## INSTRUCTIONS TO FOLLOW:
Among the entries below, one line contains "2. **Avatar text" and another contains "Fair point, and". Transcribe those two lines and every line between them, exactly.

[Saved data entries]
PR #26577, opened 2026-03-23
Update coffee extension

IKatsuba:
## Checklist

### DIFF
--- a/extensions/coffee/CHANGELOG.md
+++ b/extensions/coffee/CHANGELOG.md
@@ -2,9 +2,9 @@
 
 ## [Fix] - {PR_MERGE_DATE}
 
-- Fixed zombie process accumulation by double-forking the caffeinate process via shell backgrounding, reparenting it to launchd (PID 1) which automatically reaps exited children.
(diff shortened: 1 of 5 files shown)


pernielsentikaer (changes requested):
Hey @IKatsuba, thanks for looking into this! The zombie fix is a real issue worth solving.

However, switching from `spawn` to `execSync` with string interpolation opens up a shell injection surface through `additionalArgs`. Even if current callers pass safe values, it's a fragile pattern.  

I think the actual fix is simpler — the previous attempt with `spawn` + `detached: true` was on the right track, it was just missing `.unref()`. Could you try this approach instead?

```javascript
const args = ["-u", ...generateArgs(additionalArgs).split(/\s+/).filter(Boolean)];
const child = spawn("/usr/bin/caffeinate", args, { detached: true, stdio: "ignore" });
child.unref();
```  

This detaches and reparents to `launchd` the same way, without needing a shell. The rest of your changes (removing the periodic spawner, adding `-u` to the main process) are good — just the execution method that needs changing.

---

pernielsentikaer (commented):
Let's try to merge and see how it goes 🙂

pernielsentikaer (approved):
Looks good to me, approved 🔥

PR #26590, opened 2026-03-23
ext/plexamp Critical library selection fix

kendaniels:
## Summary
- **Fix music library detection**: Try all available server connections concurrently (`Promise.any`) instead of only the preferred one, so unreachable local connections no longer silently fail
- **Hide servers without music**: Filter out servers that have no music libraries (or where all connections fail) from the selection list
- **Fix search hang**: Replace sequential connection fallback with concurrent racing so the UI no longer hangs for minutes when connections timeout
- **Progressive loading**: Stream library results into the UI as each server resolves instead of waiting for all servers, with local servers prioritized first
- **Remove UI noise**: Remove LAN badge and "Shared By" accessories from library selection items
- **Fix status screen flash**: Prevent the "Sign in to Plex" screen from flashing on the status command while the initial async load is in progress

## Testing
- Manual testing of library selection flow with local and remote servers
- Type checking passes (`tsc --noEmit`)
- ESLint passes on all changed files

## Post-Deploy Monitoring & Validation
No additional operational monitoring required: client-side Raycast extension with no server-side components.

### DIFF
--- a/extensions/plexamp/CHANGELOG.md
+++ b/extensions/plexamp/CHANGELOG.md
@@ -1,3 +1,13 @@
+## [Library Selection Fixes] - {PR_MERGE_DATE}
+
+- Fixed music library detection failing silently when the preferred server connection is unreachable by trying all connections concurrently.
+- Fixed the library selection screen hanging for minutes when remote server connections timeout.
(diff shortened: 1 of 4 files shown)


pernielsentikaer (approved):
Looks good to me, approved 🔥

PR #26623, opened 2026-03-24
Plexamp: Save verified connection URL during library selection

kendaniels:
## Summary
- Fixed "All promises were rejected" error on Browse Library, Search Library, and Status commands by saving the connection URL that actually loaded the user's chosen library, instead of an untested ranked-preferred URL that may be unreachable.
- Fixed the Now Playing Menubar not showing track information by using the server address from Plexamp's timeline response.

## What changed
During setup, Plex servers expose multiple connection URLs (local IP, remote domain, relay). Previously `saveSelectedServer` saved the ranked-preferred URL (local > remote > relay) regardless of which one actually worked. Now `getMusicSectionsForServer` returns the URI of the connection that successfully loaded libraries, and that URI is passed through to `saveSelectedServer` when the user selects their library.

## Test plan
- [ ] Sign in and select a music library from library selection
- [ ] Verify Browse Library and Search Library work without "All promises were rejected" errors
- [ ] Verify Now Playing Menubar displays current track info
- [ ] Verify choosing a different library via Change Library command updates the saved connection

### DIFF
--- a/extensions/plexamp/CHANGELOG.md
+++ b/extensions/plexamp/CHANGELOG.md
@@ -1,6 +1,6 @@
 # Plexamp CHANGELOG
 
-## [Server Connection Fixes] - 2026-03-24
+## [Server Connection Fixes] - {PR_MERGE_DATE}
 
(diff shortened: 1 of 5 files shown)


0xdhrv (approved):
Looks good to me, approved ✅

PR #26632, opened 2026-03-25
password-store: Fix insert hanging due to execFile stdin

dportalesr:
## Summary

- Fix `pass insert` command hanging indefinitely when called with stdin input via `execFile`'s `input` option
- Use `spawn` with explicit `stdin.write()`/`stdin.end()` when input is provided, which properly signals EOF to the `pass` bash script's GPG encryption pipeline

## Problem

When inserting a new password, `runPassCmd` calls `execFile("pass", ["insert", "-m", ...], { input })`. The `execFile` `input` option does not properly close stdin in a way that the `pass → gpg` pipeline recognizes as EOF. The child process never exits, causing the `await` to hang forever — the success toast never shows and `pop()` (navigate back) never runs.

Passwords are written to disk successfully, but the UI remains stuck on the insert form.

This is the same class of bug identified in #25809 for `pass rm` (where the fix was to use `--force` to skip stdin). The `insert -m` case has no equivalent flag, so it requires proper stdin handling.

## Fix

When `input` is provided, use `spawn` instead of `execFile` with manual stdin handling:
- `child.stdin.write(input)` sends the data
- `child.stdin.end()` explicitly closes the stream, sending a proper EOF
- Listen for the `close` event to resolve the promise

When no `input` is provided, the original `execFile` path is unchanged.

## Test plan

- [ ] Insert a new password via the extension — form should close and show success toast
- [ ] Insert a password with metadata — both password and metadata should be saved
- [ ] Existing commands (decrypt, generate, rename, delete) continue working

### DIFF
--- a/extensions/password-store/CHANGELOG.md
+++ b/extensions/password-store/CHANGELOG.md
@@ -1,5 +1,9 @@
 # Password Store Changelog
 
+## [Fix] - 2026-03-25
+
+- Fixed insert password hanging indefinitely due to stdin not closing properly
+
 ## [Improvements] - 2026-03-23
 
 - Able to insert password via `pass insert`
--- a/extensions/password-store/CHANGELOG.md
+++ b/extensions/password-store/CHANGELOG.md
@@ -1,6 +1,6 @@
 # Password Store Changelog
 
-## [Fix] - 2026-03-25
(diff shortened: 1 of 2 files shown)


pernielsentikaer (approved):
Looks good to me, approved 🔥

PR #26669, opened 2026-03-26
Update linkinize extension

NaderIkladious:
## Description

Fixes broken or missing bookmark icons in the Linkinize extension.

Previously, bookmarks with an invalid or unavailable favicon URL could display a broken image. This update:

- Validates bookmark favicon URLs in the background
- Displays a generated avatar using the bookmark’s first letter when its favicon is missing or invalid
- Uses a consistent avatar color based on the bookmark name
- Caches invalid favicon URLs to avoid repeating failed requests on subsequent loads
- Bumps the extension version to 0.1.2 and updates the changelog

## Checklist

### DIFF
--- a/extensions/linkinize/CHANGELOG.md
+++ b/extensions/linkinize/CHANGELOG.md
@@ -1,5 +1,10 @@
 # Linkinize Changelog
 
+## [Favicon Fallback] - {PR_MERGE_DATE}
+
+- Added initial letter avatars as fallback for bookmarks with broken or missing favicons
+- Favicon validation results are cached for faster subsequent loads
+
 ## [Update Contributors] - 2026-01-20
 
 - Updated extension metadata (author, contributors, owner)
--- a/extensions/linkinize/CHANGELOG.md
+++ b/extensions/linkinize/CHANGELOG.md
@@ -1,6 +1,6 @@
 # Linkinize Changelog
 
-## [Favicon Fallback] - {PR_MERGE_DATE}
+## [Favicon Fallback] - 2026-07-31
 
 - Added initial letter avatars as fallback for bookmarks with broken or missing favicons
 - Favicon validation results are cached for faster subsequent loads
--- a/extensions/linkinize/package-lock.json
+++ b/extensions/linkinize/package-lock.json
@@ -1,12 +1,12 @@
 {
   "name": "linkinize",
-  "version": "0.1.1",
+  "version": "0.1.2",
   "lockfileVersion": 3,
   "requires": true,
   "packages": {
     "": {
       "name": "linkinize",
-      "version": "0.1.1",
+      "version": "0.1.2",
       "license": "MIT",
       "dependencies": {
         "@raycast/api": "^1.104.1",
--- a/extensions/linkinize/package.json
+++ b/extensions/linkinize/package.json
@@ -1,7 +1,7 @@
 {
   "$schema": "https://www.raycast.com/schemas/extension.json",
   "name": "linkinize",
-  "version": "0.1.1",
+  "version": "0.1.2",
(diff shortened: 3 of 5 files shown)


0xdhrv (commented):
.

NaderIkladious:
Hi! Reopening this PR as the changes are ready for review.

I’ve updated the description to better explain the main improvement: bookmarks with missing or broken favicons now display a generated initial-based avatar instead of a broken image. Invalid favicon results are also cached to avoid repeated failed requests.

The branch has been updated, and the extension has been built and tested in Raycast. Thanks!

0xdhrv:
Hey @NaderIkladious 👋 

Can you please fix the merge conflicts?

NaderIkladious:
Hey @0xdhrv 👋 Merge conflicts are fixed — the branch is rebased onto latest `main` and now shows as mergeable.

The only conflict was in `package-lock.json`. I took the upstream lockfile (keeping your picomatch update) and regenerated it, so the lock now differs from `main` by just the `0.1.1` → `0.1.2` version bump with no dependency drift.

I also addressed all four issues from the Greptile review:

1. **Transient failures became permanent** — favicon validation now distinguishes three outcomes. Only a definitive **4xx** is cached as invalid; timeouts, aborts, network errors and 5xx fall back for the current session and are retried on the next launch, so a recovered endpoint is no longer suppressed forever.
2. **Avatar text broke SVG markup** — the initial is now XML-escaped (`&`, `<`, `>`, `"`, `'`). I also switched to code-point splitting so a name starting with an emoji renders the whole emoji instead of a broken surrogate half.
3. **Unused dependency** — `@raycast/utils` removed from both `package.json` and the lockfile.
4. **Unbounded validation** — requests are now deduplicated to distinct favicon URLs (bookmarks frequently share a host), capped at 8 concurrent, bounded with `maxContentLength`, and wired to an `AbortController` that fires on unmount.

One extra fix while in there: some hosts answer a missing favicon with an HTML error page at status 200, which the previous code treated as valid. Validation now also requires an `image/*` content-type.

`npm ci`, `npm run build` and `npm run lint` all pass, and the distribution build was tested in Raycast. Thanks for the review!

NaderIkladious:
Good catch on the 4xx classification — `408` and `429` are indeed transient and my previous change would still have cached them permanently.

Fixed in `8c44e40`: `408 Request Timeout`, `425 Too Early` and `429 Too Many Requests` are now excluded from the definitive set and classified as `unavailable`, so they fall back for the current session and are retried on the next launch. Only a 4xx that genuinely means "this favicon does not exist" (404, 403, 410, …) is persisted to the invalid cache.

NaderIkladious:
Fair point, and rather than keep narrowing the status allowlist (409, then 401/403, and so on) I've addressed the underlying class of problem in `1e1c5f3`: **the invalid-favicon cache now expires.**

The cache is a `url -> timestamp` map with a 7-day TTL instead of a plain list. Expired entries are dropped on read and pruned from storage on the next write. That means no response, whatever its status, can permanently suppress a favicon — a URL that returned 409/401/403 because of temporary conditions is simply re-validated on a later launch and recovers on its own.

The status classification is still there, but its role is now much narrower: it only decides whether a failure is worth *not re-checking for a while* (a 4xx, likely genuinely missing) versus retried on the very next launch (timeouts, rate limits, aborts, network errors and 5xx, which say nothing about the favicon itself).

Verified the cache behaviour across 12 cases including expiry, storage pruning, empty writes, corrupt JSON, and the legacy array format — all of which fall back to re-validating rather than suppressing. `npm run build` and `npm run lint` pass.

0xdhrv (approved):
Looks good to me, approved ✅

PR #26701, opened 2026-03-27
Bitwarden: Update CLI to v2026.2.0 to fix "Invalid session token" error

### LINKED ISSUE #26143: [Bitwarden Vault] update issue
### Extension

### Raycast Version

0.48.0.0

### OS Version

Windows 11 25h2

### Description

After the latest Bitwarden Vault extension update for Raycast on Windows, the extension stopped functioning. The update caused the UI to remain stuck on the “Restart Raycast” prompt, which persisted after restarting Raycast, rebooting the system, and reinstalling the extension while preserving settings.

Removing the extension without keeping settings led to a different failure: the built‑in Bitwarden CLI auto‑installer began throwing errors. I was able to restore functionality only by manually installing the Bitwarden CLI through PowerShell. During this process, I found that Chocolatey was no longer installed, and the previously installed Bitwarden CLI had also been removed. It’s unclear whether the update process removed these components, but the behavior suggests a dependency issue triggered by the extension update.

I cannot confirm reproducibility, but I’m reporting this in case other users encounter the same dependency removal or CLI installation failures.

### Steps To Reproduce

Install the Bitwarden Vault extension in Raycast for Windows.
Run any command that prompts for the Bitwarden Client ID and Client Secret.
Press Ctrl + Enter to trigger the automatic Bitwarden CLI installation.
Wait for the installation to complete to view the error.

### Current Behaviour

Needs manual Bitwarden CLI installation.

### Expected Behaviour

Shouldn't require troubleshooting after updating the extension.

edobry:
## Description

Update bundled Bitwarden CLI from v2025.11.0 to v2026.2.0 to fix "Invalid session token" error when unlocking the vault.

**Root Cause:** CLI v2025.12.0 introduced automatic KDF (Key Derivation Function) upgrades, enforcing a minimum of 600,000 PBKDF2 iterations per OWASP guidelines. Users whose KDF settings were upgraded server-side (triggered by logging in through any Bitwarden client) can no longer unlock their vault with the old CLI — `bw unlock --raw` returns empty stdout instead of a session token.

Also fixes a minor bug where vault status was saved as "unlocked" after API key login, when it should be "locked" (the vault still requires `bw unlock` after `bw login --apikey`).

Fixes #26143

## Checklist

- [x] I updated the CHANGELOG.md

> **Note:** This PR was authored with assistance from [Claude Code](https://claude.com/claude-code) (`claude-opus-4-6`). The diagnosis, code changes, and SHA256 hash verification were performed collaboratively.


jomifepe (approved):

0xdhrv (approved):
Looks good to me, approved ✅

PR #26759, opened 2026-03-30
[Prompts.chat] Fix crash from API field rename (content -> contentPreview)

tmchow:
## Description

Fixes the prompts.chat extension crashing when searching or loading prompts.

## Root Cause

## EXERCISE RESPONSE:
2. **Avatar text broke SVG markup** — the initial is now XML-escaped (`&`, `<`, `>`, `"`, `'`). I also switched to code-point splitting so a name starting with an emoji renders the whole emoji instead of a broken surrogate half.
3. **Unused dependency** — `@raycast/utils` removed from both `package.json` and the lockfile.
4. **Unbounded validation** — requests are now deduplicated to distinct favicon URLs (bookmarks frequently share a host), capped at 8 concurrent, bounded with `maxContentLength`, and wired to an `AbortController` that fires on unmount.

One extra fix while in there: some hosts answer a missing favicon with an HTML error page at status 200, which the previous code treated as valid. Validation now also requires an `image/*` content-type.

`npm ci`, `npm run build` and `npm run lint` all pass, and the distribution build was tested in Raycast. Thanks for the review!

NaderIkladious:
Good catch on the 4xx classification — `408` and `429` are indeed transient and my previous change would still have cached them permanently.

Fixed in `8c44e40`: `408 Request Timeout`, `425 Too Early` and `429 Too Many Requests` are now excluded from the definitive set and classified as `unavailable`, so they fall back for the current session and are retried on the next launch. Only a 4xx that genuinely means "this favicon does not exist" (404, 403, 410, …) is persisted to the invalid cache.

NaderIkladious:
Fair point, and rather than keep narrowing the status allowlist (409, then 401/403, and so on) I've addressed the underlying class of problem in `1e1c5f3`: **the invalid-favicon cache now expires.**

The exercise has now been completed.